Inquirer adds iPad, Android tablets

"The Philadelphia Inquirer and its sibling Philadelphia Daily News are making what may be the boldest tablet push yet," writes Ad Age here.

"On July 11, the two papers plan to announce a pilot program under which they will sell Android tablets with their content already built in at a discount. Icons on the tablets' home screen will take users to digital replicas of both newspapers as well as a separate Inquirer app and, the papers’ online hub."
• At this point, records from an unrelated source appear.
PR #1217, opened 2026-09-05
ci: a PR that changes src/ must carry a CHANGELOG entry

askalf:
## What

v6.0.22 shipped six codex changes; its release notes listed two. Four PRs touched `src/` and never added a `## [Unreleased]` bullet. The convention was documented in the CHANGELOG header and the PR template, and it was skipped anyway — advice is not a gate.

This makes it a gate:

- `scripts/check-changelog.mjs` — fails when the PR diff touches `src/` without touching `CHANGELOG.md`. Skipped with the `no-changelog` label (created) for pure refactors and test-only shuffles.
- Runs in the required `validate-package-json` job, `pull_request` only (a master push has no base to diff).
- `CLAUDE.md` states the rule where coding agents read it; the PR template checklist gets a line.

## Proof

Run against the merged commits it would have caught:

```
$ BASE_SHA=<#1204 base> HEAD_SHA=baa226f node scripts/check-changelog.mjs
FAIL: 1 shipping file(s) changed with no CHANGELOG.md entry:
  src/codex-backend.ts
$ BASE_SHA=<#1206 base> HEAD_SHA=<#1206 merge> node scripts/check-changelog.mjs
FAIL: 4 shipping file(s) changed with no CHANGELOG.md entry:
  src/cli.ts src/codex-accounts.ts src/codex-oauth.ts src/proxy.ts
$ PR_LABELS=no-changelog ... -> skipped by request (exit 0)
```

No version bump; nothing publishes.


sprayberry-redline (changes requested):

**Verdict: 1 correctness issue to address; the workflow wiring and documentation otherwise read well.**

## Findings

### Blocking — `scripts/check-changelog.mjs:38` does not enforce that an Unreleased bullet was added

```js
const hasChangelog = files.includes('CHANGELOG.md');
```

The advertised rule is that a PR changing `src/` must add a bullet under `## [Unreleased]`, but this condition only checks whether `CHANGELOG.md` appears anywhere in the file list. A PR can change `src/proxy.ts` and also edit an old release entry, fix a typo in the changelog header, or even delete text from `CHANGELOG.md`; `hasChangelog` is then true and the required check passes without any Unreleased bullet. That leaves the release-note omission this gate is intended to prevent reachable.

Please inspect the actual `CHANGELOG.md` diff and require an added bullet within the `## [Unreleased]` section (while retaining the explicit label escape hatch), rather than treating any modification as sufficient. For example, factor the semantic validation into a helper and gate on its result:

```suggestion
const hasUnreleasedBullet = changelogDiffAddsBulletUnderUnreleased(base, head);
```

A focused test/fixture should cover a `src/` change paired with an unrelated edit to an older changelog section and assert that it fails.

## What's good

The check is placed in an already-required lightweight job, uses argument-safe `execFileSync`, has an explicit label escape hatch, and CI is currently green across the repository checks.
(_Note: green CI exercises this PR's passing path, not the bypass scenario above._)

sprayberry-secondread (commented):

**Verdict:** Solid, narrowly-scoped CI gate; one medium finding — the documented `no-changelog` label bypass likely won't fire without an extra commit, due to the PR trigger's default event types.

## Findings

### Medium — `no-changelog` label escape hatch is unreachable via "re-run", contradicting the documented flow
`.github/workflows/ci.yml:3-7`:
```yaml
on:
  push:
    branches: [master]
  pull_request:
    branches: [master]
```
`pull_request` with no `types:` key defaults to `opened, synchronize, reopened` only — it does **not** include `labeled`. The new step reads the label set from the triggering event's payload:

`.github/workflows/ci.yml:44`:
```yaml
          PR_LABELS: ${{ join(github.event.pull_request.labels.*.name, ',') }}
```

Concrete scenario: a contributor opens a pure-refactor PR touching `src/`, the new job fails (correctly, no CHANGELOG entry). They add the `no-changelog` label to invoke the documented escape hatch (`scripts/check-changelog.mjs:29-31`, and advertised in the PR template addition and PR body). Adding a label does not fire a new `pull_request` event, so there's no fresh run. The only way to get a green check is either "Re-run failed jobs" — which replays the *original* webhook payload, so `PR_LABELS` is still empty and the job fails again — or pushing an empty/no-op commit to trigger a real `synchronize` event. The escape hatch this PR advertises as the fix for "pure refactors and test-only shuffles" therefore doesn't work through the most natural remediation path (label + re-run), only through label + new commit.

This fails closed (blocks merge, doesn't let bad PRs slip through), so it's not a safety hole, but it will produce confused contributors and wasted CI cycles exactly in the "trivial refactor" case this PR calls out as the intended escape valve.

```suggestion
on:
  pull_request:
    types: [opened, synchronize, reopened, labeled, unlabeled]
    branches: [master]
```

### Minor
- `scripts/check-changelog.mjs` has no dedicated test, but this matches the existing pattern for its sibling scripts in the same job (`check-package-json.mjs`, `check-readme-line-count.mjs` are also untested) — not a regression this PR introduces, just noting for completeness.

## What's good
- The check itself (`scripts/check-changelog.mjs`) is small, dependency-free, and directly runnable by hand per its own header comment — good for local debugging of a CI failure.
- `git diff --name-only` between two arbitrary SHAs works fine against a shallow (`--depth=1`) fetch since it's a tree comparison, not a history walk — no issue there.
- Landing the CHANGELOG bullet, `CLAUDE.md` rule, and PR template checkbox in the same PR that adds the gate is the right way to roll this out.

**Scope:** Reviewed the full diff (5 files, 72 additions) plus surrounding context in `.github/workflows/ci.yml` and `scripts/` from a shallow clone at `048b6e6`. No parts of the diff were skipped.

sprayberry-redline (changes requested):

1 correctness issue remains in the revised gate; the original old-entry bypass is otherwise addressed well.

## Findings

### Blocking — `scripts/check-changelog.mjs:74`

> `const writable = UNRELEASED.test(h) || !base.has(h);`

This treats **every** newly introduced level-2 heading as a release heading. A PR that changes `src/` can therefore add, for example, `## Notes` plus `- updated docs` to `CHANGELOG.md`; because `## Notes` is absent from the base, its bullet is returned by `newReleaseNoteBullets()` and the required check passes even though no bullet was added under Unreleased or a version release section. That contradicts the documented gate and leaves another straightforward bypass.

Restrict the second branch to the repository's actual release-heading syntax, and add a regression test proving an arbitrary new heading does not count. For example:

```suggestion
const RELEASE = /^## \[\d+\.\d+\.\d+\](?:\s+-\s+\d{4}-\d{2}-\d{2})?$/;
// ...
const writable = UNRELEASED.test(h) || (RELEASE.test(h) && !base.has(h));
```

## What's good

The update now compares parsed base/head content rather than accepting any edit to `CHANGELOG.md`, excludes bullets merely moved during a version bump, and adds focused end-to-end coverage. The PR's CI rollup is green across the required checks.

sprayberry-secondread (commented):

**Verdict:** No blocking issues found — this is a well-scoped, well-tested CI gate.

## What I checked

- Full diff (336 lines across 6 files: workflow, two new scripts, CHANGELOG/CLAUDE.md/PR-template docs).
- Ran `node test/check-changelog.mjs` from a shallow clone of the PR head (`b7b15d9`) — all 18 checks pass.
- Manually reproduced the workflow's `git fetch --no-tags --depth=1 origin "$BASE_SHA" "$HEAD_SHA"` step against two disjoint shallow fetches into a fresh repo and confirmed `git diff --name-only base head` resolves correctly with no common-ancestor requirement (`scripts/check-changelog.mjs:19` fetch step in `.github/workflows/ci.yml`).
- Traced `sectionsOf`/`newReleaseNoteBullets` (`scripts/check-changelog.mjs:114-153`) against the "old entry edited/deleted", "bullet moved to old release", and "version-bump carries a bullet forward" cases the tests exercise — the exclusion logic (`if (baseUnreleased.has(b)) continue;` at `scripts/check-changelog.mjs:147`) correctly prevents an edited/moved old bullet from satisfying the gate.
- Confirmed `test/check-changelog.mjs` is not in `all.test.mjs`'s `EXCLUDED` set, so it's wired into `npm test` automatically rather than needing a separate invocation.
- Confirmed the three doc touchpoints (CHANGELOG.md, CLAUDE.md, PR template) are mutually consistent and the PR itself follows its own new rule (adds an `## [Unreleased]` bullet describing the change).

## What's good

- The bypass the PR explicitly designed against (editing/moving an old entry without adding a new one) is both implemented correctly and has a dedicated unit test and end-to-end test (`test/check-changelog.mjs:253-254`, `:319-322`), which is exactly the kind of self-referential defense-in-depth a CI gate like this needs.
- The escape hatch (`no-changelog` label) and the push-vs-pull_request guard (`if (!base)`) are both tested for their exit codes, not just their presence.
- Comments explain the "why" (the 4-of-6-PRs incident, why the check lives in the no-install job) rather than restating the code.

No correctness, reuse, or coverage issues found in the diff. I did not find anything worth raising even as a minor note.

sprayberry-redline (changes requested):

2 correctness issues remain in the changelog gate; the previous arbitrary-heading bypass is fixed, but the gate can still both reject unrelated PRs and accept a modified old bullet.

## Findings

### High — `.github/workflows/ci.yml:43-47`, `scripts/check-changelog.mjs:106-107` — compare against the tested merge result, not the stale PR head

> `BASE_SHA: ${{ github.event.pull_request.base.sha }}`
> `HEAD_SHA: ${{ github.event.pull_request.head.sha }}`
> `git fetch --no-tags --depth=1 origin "$BASE_SHA" "$HEAD_SHA"`

> `const files = git(['diff', '--name-only', base, head]).split('\n').map((s) => s.trim()).filter(Boolean);`
> `const shipping = files.filter((f) => f.startsWith('src/'));`

This is a two-dot comparison between the **current base tip** and the PR's potentially stale head, not the PR diff. Concrete failure: branch A changes only `README.md`; while it is open, branch B merges a change to `src/proxy.ts` plus its changelog bullet. On A's next CI run, `base` contains B while A's `head` does not, so this diff reports `src/proxy.ts` (in reverse), and A is incorrectly failed for having no new changelog bullet. The check becomes dependent on whether the branch has rebased rather than whether the PR touches `src/`.

Use the pull-request merge commit that Actions checks out, so the comparison is current base → current base with this PR applied (or otherwise compute/fetch the merge base and use a three-dot diff). For example:

```suggestion
          BASE_SHA: ${{ github.event.pull_request.base.sha }}
          HEAD_SHA: ${{ github.sha }} # pull_request merge commit checked out by actions/checkout
```

Then fetch only the base if needed and compare that base to the checked-out merge SHA. Please add a regression case where base has advanced with an unrelated `src/` commit after the PR branch point.

### Medium — `scripts/check-changelog.mjs:81-86` — editing an existing Unreleased bullet is treated as adding a new one

> `for (const b of bullets) {`
> `  // A bump PR moves Unreleased bullets under the new heading; those are`
> `  // not new notes for THIS PR, so they are excluded too.`
> `  if (baseUnreleased.has(b)) continue;`
> `  if (base.get(h)?.has(b)) continue;`
> `  added.push(b);`
> `}`

The comparison is by exact bullet text. Concrete failure: base already has `- **Feature A.** Added.`, and a PR changes `src/proxy.ts` while only changing that bullet to `- **Feature A.** Added!`. The new string is absent from both base sets, so `added` contains it and CI passes, even though this PR added no release-note bullet for its source change. This is the same class of bypass the stricter implementation is intended to close, just under `Unreleased` rather than an old release.

Track an increase in the number of eligible bullets (while separately excluding bullets merely moved by a version bump), rather than treating every changed string as a newly added bullet. A suitable shape is:

```suggestion
// For an existing Unreleased section, require the head to contain more bullet
// items than base; an edit/reword keeps the count unchanged and does not pass.
// For a newly cut release section, count only bullets not already present in
// base Unreleased so moved release notes remain excluded.
```

Add a unit and end-to-end scenario that modifies only the text of an existing Unreleased bullet and expects exit 1.

## What's good

The new release-heading allowlist closes the prior `## Notes` bypass, and the expanded focused tests cover old-release edits, moved version-bump notes, labels, and the direct-execution guard. The PR's current CI rollup is green.

sprayberry-redline (approved):

**Verdict: approved — the live-head update addresses both previously blocking correctness issues, and I found no new blockers.**

I re-reviewed the current head, focusing on the changes since the prior `CHANGES_REQUESTED` verdict as well as their interaction with the full changelog gate. The workflow now judges the pull-request merge result against the current base (with a merge-base fallback), avoiding unrelated changes from a moved base. The release-note check now requires eligible bullet-count growth, so merely rewording an existing Unreleased bullet no longer passes. Focused regressions cover both scenarios.

## What's good

The implementation keeps the explicit `no-changelog` escape hatch, restricts alternate destinations to actual version headings, preserves version-bump behavior, and includes unit plus real-git end-to-end coverage. The full PR CI rollup is green, including the test and `validate-package-json` jobs.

In a note to managers this morning, editor Stan Wischnowski said both Android and iPad tablets "will be tied to a big circulation initiative... a bold step at a time when we really need to be innovative." Wischnowski added this is just one of a number of platforms the Inquirer and Daily News are rolling out. 

Publisher Greg Osberg will join Mayor Nutter at Drexel University's Academy of Natural Science to talk more about the initiative in a presentation this afternoon.

For further reading on the tablet future of journalism, Wischnowski recommended:

From Ad Age: "The idea of giving away or selling devices has been widely discussed in the publishing industry, but the Philadelphia experiment seems to be the most aggressive push in that direction thus far.

"Greg Osberg, CEO and publisher of the Philadelphia Media Network, the entity that includes the papers and, believes the company is making history with the program, the cost for which he estimated will come in somewhere in six figures.

"The deal lets the Philadelphia papers keep all the revenue and the consumer data, though, which will give it a read on how people consume newspaper content on a tablet...

"The idea is for the tablet and newspaper content combined to be half off their full retail price. (Right now, the papers’ digital editions each cost $2.99 a week.)... It’s slated to kick off with 2,000 tablets in the second half of August, with a fuller launch set for later in the year. The tablets also will sell advertising e-commerce units on the home screen... Later this fall, will introduce paid, premium content on the site, and a hyperlocal news channel."